◆ **INFORMATION GIVEN**:

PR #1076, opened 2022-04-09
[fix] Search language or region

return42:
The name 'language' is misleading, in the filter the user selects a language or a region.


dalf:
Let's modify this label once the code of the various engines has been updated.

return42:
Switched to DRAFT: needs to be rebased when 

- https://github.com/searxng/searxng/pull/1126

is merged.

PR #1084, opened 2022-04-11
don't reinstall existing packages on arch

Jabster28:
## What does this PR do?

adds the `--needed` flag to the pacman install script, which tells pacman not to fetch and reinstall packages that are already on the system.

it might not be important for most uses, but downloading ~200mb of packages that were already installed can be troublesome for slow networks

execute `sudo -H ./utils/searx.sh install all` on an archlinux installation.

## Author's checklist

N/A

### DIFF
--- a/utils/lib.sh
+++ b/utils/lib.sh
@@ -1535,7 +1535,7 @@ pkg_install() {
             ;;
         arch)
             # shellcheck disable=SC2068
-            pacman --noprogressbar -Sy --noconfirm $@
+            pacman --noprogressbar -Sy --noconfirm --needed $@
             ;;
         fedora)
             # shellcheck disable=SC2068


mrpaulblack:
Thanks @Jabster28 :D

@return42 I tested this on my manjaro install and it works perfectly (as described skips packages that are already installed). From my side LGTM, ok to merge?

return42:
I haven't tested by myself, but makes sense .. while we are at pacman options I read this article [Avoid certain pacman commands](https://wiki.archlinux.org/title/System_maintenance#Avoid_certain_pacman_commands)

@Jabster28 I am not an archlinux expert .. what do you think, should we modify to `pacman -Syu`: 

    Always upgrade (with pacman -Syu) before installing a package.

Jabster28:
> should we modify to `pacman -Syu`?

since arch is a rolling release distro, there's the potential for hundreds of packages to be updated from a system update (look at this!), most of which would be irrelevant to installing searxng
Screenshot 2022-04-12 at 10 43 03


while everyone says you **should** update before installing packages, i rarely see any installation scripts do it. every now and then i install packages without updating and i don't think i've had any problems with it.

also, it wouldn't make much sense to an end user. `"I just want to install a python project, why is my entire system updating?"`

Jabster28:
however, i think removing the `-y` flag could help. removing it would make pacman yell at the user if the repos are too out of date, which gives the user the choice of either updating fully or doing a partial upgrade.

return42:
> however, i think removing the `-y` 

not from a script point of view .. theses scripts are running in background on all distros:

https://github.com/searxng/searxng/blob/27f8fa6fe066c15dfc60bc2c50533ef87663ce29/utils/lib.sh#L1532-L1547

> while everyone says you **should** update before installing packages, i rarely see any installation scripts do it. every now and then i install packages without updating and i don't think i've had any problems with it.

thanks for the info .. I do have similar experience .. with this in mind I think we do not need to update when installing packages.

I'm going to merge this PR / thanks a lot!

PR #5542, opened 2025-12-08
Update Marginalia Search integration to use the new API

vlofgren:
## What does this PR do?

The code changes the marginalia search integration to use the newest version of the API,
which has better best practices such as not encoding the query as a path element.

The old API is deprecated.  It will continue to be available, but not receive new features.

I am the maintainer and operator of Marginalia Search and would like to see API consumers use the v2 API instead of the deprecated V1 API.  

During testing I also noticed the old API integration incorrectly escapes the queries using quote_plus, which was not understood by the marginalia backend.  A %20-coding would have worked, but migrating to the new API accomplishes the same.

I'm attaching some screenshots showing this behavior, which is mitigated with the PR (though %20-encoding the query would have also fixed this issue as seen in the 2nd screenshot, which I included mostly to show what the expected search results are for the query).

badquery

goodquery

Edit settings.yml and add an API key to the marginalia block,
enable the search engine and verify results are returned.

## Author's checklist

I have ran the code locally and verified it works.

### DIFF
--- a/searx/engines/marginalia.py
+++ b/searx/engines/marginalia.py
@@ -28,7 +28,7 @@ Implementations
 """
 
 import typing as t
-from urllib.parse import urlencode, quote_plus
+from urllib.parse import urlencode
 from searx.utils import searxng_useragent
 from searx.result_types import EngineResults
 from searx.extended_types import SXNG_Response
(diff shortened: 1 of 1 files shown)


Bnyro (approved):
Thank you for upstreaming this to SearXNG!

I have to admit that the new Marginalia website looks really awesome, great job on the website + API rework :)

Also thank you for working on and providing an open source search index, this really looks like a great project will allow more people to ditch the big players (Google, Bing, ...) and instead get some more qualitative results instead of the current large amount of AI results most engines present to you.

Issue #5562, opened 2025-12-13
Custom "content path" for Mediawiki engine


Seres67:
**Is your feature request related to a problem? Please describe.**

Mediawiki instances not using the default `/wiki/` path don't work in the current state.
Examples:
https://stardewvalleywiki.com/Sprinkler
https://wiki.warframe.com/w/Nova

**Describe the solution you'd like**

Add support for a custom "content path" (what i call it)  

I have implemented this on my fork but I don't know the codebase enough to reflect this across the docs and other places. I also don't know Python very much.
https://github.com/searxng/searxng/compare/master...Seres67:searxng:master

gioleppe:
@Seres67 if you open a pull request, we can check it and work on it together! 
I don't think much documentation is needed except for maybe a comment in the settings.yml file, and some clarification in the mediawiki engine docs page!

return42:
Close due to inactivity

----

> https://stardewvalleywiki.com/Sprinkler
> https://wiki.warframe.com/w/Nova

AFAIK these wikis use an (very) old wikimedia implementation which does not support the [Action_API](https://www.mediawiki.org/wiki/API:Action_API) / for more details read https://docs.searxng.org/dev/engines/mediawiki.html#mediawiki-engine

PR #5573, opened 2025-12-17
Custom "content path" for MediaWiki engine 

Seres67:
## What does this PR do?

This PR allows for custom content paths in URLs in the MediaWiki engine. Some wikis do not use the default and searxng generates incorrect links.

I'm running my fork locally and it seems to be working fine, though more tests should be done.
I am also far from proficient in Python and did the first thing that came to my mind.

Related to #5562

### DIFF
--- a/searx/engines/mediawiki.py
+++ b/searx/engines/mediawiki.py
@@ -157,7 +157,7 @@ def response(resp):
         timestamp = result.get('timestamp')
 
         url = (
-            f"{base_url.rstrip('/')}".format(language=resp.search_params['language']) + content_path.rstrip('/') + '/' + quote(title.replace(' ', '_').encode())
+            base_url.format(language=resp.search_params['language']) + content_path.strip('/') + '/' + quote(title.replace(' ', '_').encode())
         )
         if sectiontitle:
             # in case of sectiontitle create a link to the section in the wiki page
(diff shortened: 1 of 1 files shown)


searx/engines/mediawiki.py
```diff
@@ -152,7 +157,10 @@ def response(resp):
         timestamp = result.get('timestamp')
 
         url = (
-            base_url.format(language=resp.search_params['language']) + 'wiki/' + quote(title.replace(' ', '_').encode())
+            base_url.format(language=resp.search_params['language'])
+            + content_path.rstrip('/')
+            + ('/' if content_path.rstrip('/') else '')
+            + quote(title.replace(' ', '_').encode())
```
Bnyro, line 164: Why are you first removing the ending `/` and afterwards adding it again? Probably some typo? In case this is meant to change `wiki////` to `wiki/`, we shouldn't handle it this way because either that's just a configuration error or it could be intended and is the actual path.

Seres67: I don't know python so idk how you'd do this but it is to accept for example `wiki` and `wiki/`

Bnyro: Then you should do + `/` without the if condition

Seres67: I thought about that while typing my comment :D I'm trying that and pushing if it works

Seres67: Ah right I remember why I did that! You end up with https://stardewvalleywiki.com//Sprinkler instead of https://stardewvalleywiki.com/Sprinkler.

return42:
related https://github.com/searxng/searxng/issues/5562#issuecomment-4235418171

◆ **TASK INSTRUCTIONS**: All the lines above are to be copied exactly, with none left out.

◆ **TASK OUTPUT**:
PR #1076, opened 2022-04-09
[fix] Search language or region

return42:
The name 'language' is misleading, in the filter the user selects a language or a region.


dalf:
Let's modify this label once the code of the various engines has been updated.

return42:
Switched to DRAFT: needs to be rebased when 

- https://github.com/searxng/searxng/pull/1126

is merged.

PR #1084, opened 2022-04-11
don't reinstall existing packages on arch

Jabster28:
## What does this PR do?

adds the `--needed` flag to the pacman install script, which tells pacman not to fetch and reinstall packages that are already on the system.

it might not be important for most uses, but downloading ~200mb of packages that were already installed can be troublesome for slow networks

execute `sudo -H ./utils/searx.sh install all` on an archlinux installation.

## Author's checklist

N/A

### DIFF
--- a/utils/lib.sh
+++ b/utils/lib.sh
@@ -1535,7 +1535,7 @@ pkg_install() {
             ;;
         arch)
             # shellcheck disable=SC2068
-            pacman --noprogressbar -Sy --noconfirm $@
+            pacman --noprogressbar -Sy --noconfirm --needed $@
             ;;
         fedora)
             # shellcheck disable=SC2068


mrpaulblack:
Thanks @Jabster28 :D

@return42 I tested this on my manjaro install and it works perfectly (as described skips packages that are already installed). From my side LGTM, ok to merge?

return42:
I haven't tested by myself, but makes sense .. while we are at pacman options I read this article [Avoid certain pacman commands](https://wiki.archlinux.org/title/System_maintenance#Avoid_certain_pacman_commands)

@Jabster28 I am not an archlinux expert .. what do you think, should we modify to `pacman -Syu`: 

    Always upgrade (with pacman -Syu) before installing a package.

Jabster28:
> should we modify to `pacman -Syu`?

since arch is a rolling release distro, there's the potential for hundreds of packages to be updated from a system update (look at this!), most of which would be irrelevant to installing searxng
Screenshot 2022-04-12 at 10 43 03


while everyone says you **should** update before installing packages, i rarely see any installation scripts do it. every now and then i install packages without updating and i don't think i've had any problems with it.

also, it wouldn't make much sense to an end user. `"I just want to install a python project, why is my entire system updating?"`

Jabster28:
however, i think removing the `-y` flag could help. removing it would make pacman yell at the user if the repos are too out of date, which gives the user the choice of either updating fully or doing a partial upgrade.

return42:
> however, i think removing the `-y` 

not from a script point of view .. theses scripts are running in background on all distros:

https://github.com/searxng/searxng/blob/27f8fa6fe066c15dfc60bc2c50533ef87663ce29/utils/lib.sh#L1532-L1547

> while everyone says you **should** update before installing packages, i rarely see any installation scripts do it. every now and then i install packages without updating and i don't think i've had any problems with it.

thanks for the info .. I do have similar experience .. with this in mind I think we do not need to update when installing packages.

I'm going to merge this PR / thanks a lot!

PR #5542, opened 2025-12-08
Update Marginalia Search integration to use the new API

vlofgren:
## What does this PR do?

The code changes the marginalia search integration to use the newest version of the API,
which has better best practices such as not encoding the query as a path element.

The old API is deprecated.  It will continue to be available, but not receive new features.

I am the maintainer and operator of Marginalia Search and would like to see API consumers use the v2 API instead of the deprecated V1 API.  

During testing I also noticed the old API integration incorrectly escapes the queries using quote_plus, which was not understood by the marginalia backend.  A %20-coding would have worked, but migrating to the new API accomplishes the same.

I'm attaching some screenshots showing this behavior, which is mitigated with the PR (though %20-encoding the query would have also fixed this issue as seen in the 2nd screenshot, which I included mostly to show what the expected search results are for the query).

badquery

goodquery

Edit settings.yml and add an API key to the marginalia block,
enable the search engine and verify results are returned.

## Author's checklist

I have ran the code locally and verified it works.

### DIFF
--- a/searx/engines/marginalia.py
+++ b/searx/engines/marginalia.py
@@ -28,7 +28,7 @@ Implementations
 """
 
 import typing as t
-from urllib.parse import urlencode, quote_plus
+from urllib.parse import urlencode
 from searx.utils import searxng_useragent
 from searx.result_types import EngineResults
 from searx.extended_types import SXNG_Response
(diff shortened: 1 of 1 files shown)


Bnyro (approved):
Thank you for upstreaming this to SearXNG!

I have to admit that the new Marginalia website looks really awesome, great job on the website + API rework :)

Also thank you for working on and providing an open source search index, this really looks like a great project will allow more people to ditch the big players (Google, Bing, ...) and instead get some more qualitative results instead of the current large amount of AI results most engines present to you.

Issue #5562, opened 2025-12-13
Custom "content path" for Mediawiki engine


Seres67:
**Is your feature request related to a problem? Please describe.**

Mediawiki instances not using the default `/wiki/` path don't work in the current state.
Examples:
https://stardewvalleywiki.com/Sprinkler
https://wiki.warframe.com/w/Nova

**Describe the solution you'd like**

Add support for a custom "content path" (what i call it)  

I have implemented this on my fork but I don't know the codebase enough to reflect this across the docs and other places. I also don't know Python very much.
https://github.com/searxng/searxng/compare/master...Seres67:searxng:master

gioleppe:
@Seres67 if you open a pull request, we can check it and work on it together! 
I don't think much documentation is needed except for maybe a comment in the settings.yml file, and some clarification in the mediawiki engine docs page!

return42:
Close due to inactivity

----

> https://stardewvalleywiki.com/Sprinkler
> https://wiki.warframe.com/w/Nova

AFAIK these wikis use an (very) old wikimedia implementation which does not support the [Action_API](https://www.mediawiki.org/wiki/API:Action_API) / for more details read https://docs.searxng.org/dev/engines/mediawiki.html#mediawiki-engine

PR #5573, opened 2025-12-17
Custom "content path" for MediaWiki engine 

Seres67:
## What does this PR do?

This PR allows for custom content paths in URLs in the MediaWiki engine. Some wikis do not use the default and searxng generates incorrect links.

I'm running my fork locally and it seems to be working fine, though more tests should be done.
I am also far from proficient in Python and did the first thing that came to my mind.

Related to #5562

### DIFF
--- a/searx/engines/mediawiki.py
+++ b/searx/engines/mediawiki.py
@@ -157,7 +157,7 @@ def response(resp):
         timestamp = result.get('timestamp')
 
         url = (
-            f"{base_url.rstrip('/')}".format(language=resp.search_params['language']) + content_path.rstrip('/') + '/' + quote(title.replace(' ', '_').encode())
+            base_url.format(language=resp.search_params['language']) + content_path.strip('/') + '/' + quote(title.replace(' ', '_').encode())
         )
         if sectiontitle:
             # in case of sectiontitle create a link to the section in the wiki page
(diff shortened: 1 of 1 files shown)


searx/engines/mediawiki.py
```diff
@@ -152,7 +157,10 @@ def response(resp):
         timestamp = result.get('timestamp')
 
         url = (
-            base_url.format(language=resp.search_params['language']) + 'wiki/' + quote(title.replace(' ', '_').encode())
+            base_url.format(language=resp.search_params['language'])
+            + content_path.rstrip('/')
+            + ('/' if content_path.rstrip('/') else '')
+            + quote(title.replace(' ', '_').encode())
```
Bnyro, line 164: Why are you first removing the ending `/` and afterwards adding it again? Probably some typo? In case this is meant to change `wiki////` to `wiki/`, we shouldn't handle it this way because either that's just a configuration error or it could be intended and is the actual path.

Seres67: I don't know python so idk how you'd do this but it is to accept for example `wiki` and `wiki/`

Bnyro: Then you should do + `/` without the if condition

Seres67: I thought about that while typing my comment :D I'm trying that and pushing if it works

Seres67: Ah right I remember why I did that! You end up with https://stardewvalleywiki.com//Sprinkler instead of https://stardewvalleywiki.com/Sprinkler.

return42:
related https://github.com/searxng/searxng/issues/5562#issuecomment-4235418171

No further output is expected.